Phantom

Harness the full power of your existing security investments. With Splunk Enterprise Security and Phantom, you can execute actions in seconds instead of hours or more if performed manually.

PHANTOM FEATURES
The Phantom Security Operations Platform supports six key functions in the SOC to help you work smarter, respond faster, and strengthen your defenses.

Automation

Phantom enables you to work smarter by executing actions across your security infrastructure in seconds, versus hours or more if performed manually. Codify your workflows into automated playbooks using our visual editor (no coding required) or the integrated Python development environment.

 

Reporting & Metrics

Reporting and Metrics provide human oversight and auditing capabilities.
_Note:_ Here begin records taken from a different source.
PR #76, opened 2025-01-31
NO-ISSUE: Update README.md and add CONTRIBUTING.md

CrystalChun:
Update README to include additional prerequisites for running the e2e tests and add file for contributing.

### DIFF
--- a/README.md
+++ b/README.md
@@ -217,23 +217,34 @@ kubectl apply -f https://raw.githubusercontent.com/<org>/cluster-api-agent/<tag 
 
 E2E tests can be executed through ansible tasks in a target remote host.
 
-The following env vars are needed:
-`SSH_KEY_FILE` key file to access the remote host
-`REMOTE_HOST` remote host where to execute the tests
-`PULLSECRET` base64 encoded pullsecret to inject into the tests
+#### Prerequisites
+
+Export the following env vars:
+
+`SSH_KEY_FILE` path to the private SSH key file to access the remote host
+`SSH_AUTHORIZED_KEY` value of your public SSH key which is used to access the hosts used for deploying the workload cluster
+`REMOTE_HOST` remote host name where to execute the tests: `root@<REMOTE_HOST>`
+`PULLSECRET` base64-encoded pull secret to inject into the tests
+`DIST_DIR` is this repository directory `/dist` i.e. `$(pwd)/dist`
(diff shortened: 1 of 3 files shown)


README.md
```diff
@@ -217,23 +217,34 @@ kubectl apply -f https://raw.githubusercontent.com/<org>/cluster-api-agent/<tag
...
-`SSH_KEY_FILE` key file to access the remote host
-`REMOTE_HOST` remote host where to execute the tests
-`PULLSECRET` base64 encoded pullsecret to inject into the tests
+#### Prerequisites
 
-Then we can run:
+Export the following env vars:
+
+`SSH_KEY_FILE` path to the private SSH key file to access the remote host
+`SSH_AUTHORIZED_KEY` value of your public SSH key
```
rccrdpccl, line 225: Used to access cluster nodes, should we specify it in the readme?

README.md
```diff
@@ -217,23 +217,34 @@ kubectl apply -f https://raw.githubusercontent.com/<org>/cluster-api-agent/<tag
...
+`REMOTE_HOST` remote host name where to execute the tests: `root@<REMOTE_HOST>`
+`PULLSECRET` base64-encoded pull secret to inject into the tests
+`DIST_DIR` is this repository directory `/dist` i.e. `$(pwd)/dist`
+`CONTAINER_TAG` set this to "local"
```
rccrdpccl, line 229: Should we change the behaviour so that the user can decide what value this should have?

README.md
CrystalChun: Yeah good idea!

README.md
CrystalChun: Ideally, yes! I do think we should have this documented for now since it is currently what's needed to run the ansible playbook, right?

rccrdpccl: Sure, I meant since it's a terrible way of doing it, we could've made it better while documenting :)
but I'm ok just documenting as is and improve it in the future

The issue is that [right now it can only be set to local](https://github.com/openshift-assisted/cluster-api-agent/blob/master/test/ansible/run_test.yaml#L99)

CrystalChun: Oh, I see what you mean. I thought you were asking to make everything configurable and didn't realize you were talking about just `CONTAINER_TAG`. Sorry! 

Sure we can definitely make `CONTAINER_TAG` a user-defined value! Adding to this PR in a moment

PR #77, opened 2025-02-11
add distributionVersion field to controlplane

rccrdpccl:
Added spec.distributionVersion field, see https://github.com/kubernetes-sigs/cluster-api/issues/11816
Added status.version field. This should reflect K8s version, which we are extracting from the release image payload

This field changes the controlplane API, so we need to release a new version: v1alpha2


controlplane/internal/controller/openshiftassistedcontrolplane_controller_test.go
```diff
@@ -31,13 +31,21 @@ import (
...
 	corev1 "k8s.io/api/core/v1"
 	metav1 "k8s.io/apimachinery/pkg/apis/meta/v1"
 	clusterv1 "sigs.k8s.io/cluster-api/api/v1beta1"
 )
 
+type mockOpenShiftVersioner struct {
+}
+
+func (m *mockOpenShiftVersioner) GetK8sVersionFromReleaseImage(ctx context.Context, releaseImage string, oacp *controlplanev1alpha2.OpenshiftAssistedControlPlane) (*string, error) {
+	version := "1.30.0"
```
CrystalChun, line 45: Are you planning on making this a todo to get the version from the release image?

controlplane/api/v1alpha2/groupversion_info.go
```diff
@@ -17,7 +17,7 @@ limitations under the License.
 // Package v1beta1 contains API Schema definitions for the controlplane v1beta1 API group
```
CrystalChun, line 17: Oops looks like we missed this comment the first time 
```suggestion
// Package v1alpha2 contains API Schema definitions for the controlplane v1alpha2 API group
```

controlplane/internal/controller/openshiftassistedcontrolplane_controller_test.go
rccrdpccl: This is the mock/dummy in the test, we are already  - I can add an assertion making sure status.version is 1.30.0
the real thing is happening here https://github.com/openshift-assisted/cluster-api-agent/blob/distribution-version/controlplane/internal/controller/openshiftassistedcontrolplane_controller.go#L172

controlplane/internal/controller/openshiftassistedcontrolplane_controller.go
```diff
@@ -113,33 +114,33 @@ func (r *OpenshiftAssistedControlPlaneReconciler) Reconcile(ctx context.Context,
...
+		controllerutil.AddFinalizer(oacp, acpFinalizer)
 	}
 
-	acpVersion, err := semver.NewVersion(acp.Spec.Version)
+	acpVersion, err := semver.NewVersion(oacp.Spec.DistributionVersion)
 	if err != nil {
-		log.Error(err, "invalid OpenShift version", "version", acp.Spec.Version)
-		return ctrl.Result{}, err
+		// we accept any format (i.e. latest)
+		log.V(logutil.WarningLevel).Info("invalid OpenShift version", "version", oacp.Spec.DistributionVersion)
```
CrystalChun, line 135: Will having an error here still be ok for the rest of the reconcile function or would it be better to stop reconcile here?

controlplane/internal/controller/openshiftassistedcontrolplane_controller.go
```diff
@@ -455,3 +458,34 @@ func (r *OpenshiftAssistedControlPlaneReconciler) ensurePullSecret(
 	acp.Spec.Config.PullSecretRef = &corev1.LocalObjectReference{Name: secret.Name}
 	return nil
 }
+
+func NewOpenShiftVersion(client client.Client) *OpenShiftVersion {
```
CrystalChun, line 462: What do you think about having this and its functions in its own file?

controlplane/internal/controller/openshiftassistedcontrolplane_controller.go
rccrdpccl: If we stop reconcile here, we wouldn't be able to set `latest` as version

rccrdpccl:
Tests and linter failing because of release golang version (will change before merging), passing in local environment

controlplane/internal/controller/openshiftassistedcontrolplane_controller.go
CrystalChun: Ah gotcha, ok

PR #78, opened 2025-02-12
MGMT-19876: Detect upgrade

CrystalChun:
Adds the status field `distributionVersion` which is set to the OCP version in the workload cluster's cluster version when the workload cluster is installed. 

Determines if an upgrade is requested by comparing the `distributionVersion` spec field to the `distributionVersion` status field.


controlplane/internal/workloadclient/workload_client.go
```diff
@@ -0,0 +1,30 @@
...
+		return nil, errors.Wrapf(err, "failed to get clientconfig from kubeconfig data")
+	}
+
+	restConfig, err := clientConfig.ClientConfig()
+	if err != nil {
+		return nil, errors.Wrapf(err, "failed to get restconfig for kube client")
+	}
+
+	schemes := runtime.NewScheme()
+	utilruntime.Must(configv1.Install(schemes))
```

Dashboards consolidate all critical information needed to understand the current state of your security operations. Reports provide executive level and detailed technical reporting for any event or case.

 

Orchestration

Phantom’s flexible app model supports hundreds of apps and thousands of APIs, enabling you to connect and coordinate complex workflows across your team and tools. Powerful abstraction allows you to focus on what you want to accomplish, while the platform translates that into tool-specific actions.

 

Case Management

Confirmed events can be aggregated and escalated to Cases within Phantom. Customize one of our Case Templates or create your own that model your standard operating procedures, allowing you to efficiently track and monitor case status and progress.

 

Collaboration

In-context collaboration allows you to stay focused on your current mission. From integrated chat to shared case notes, Phantom helps you increase situational awareness and drive efficient communications across your team. Mission Guidance and Mission Experts augment your team with helpful suggestions.

 

Event Management

Use Splunk Enterprise Security with Phantom to triage events or other security objects in an automated, semi-automated, or manual fashion. You can review event details, enrich events with contextual information, and act rapidly.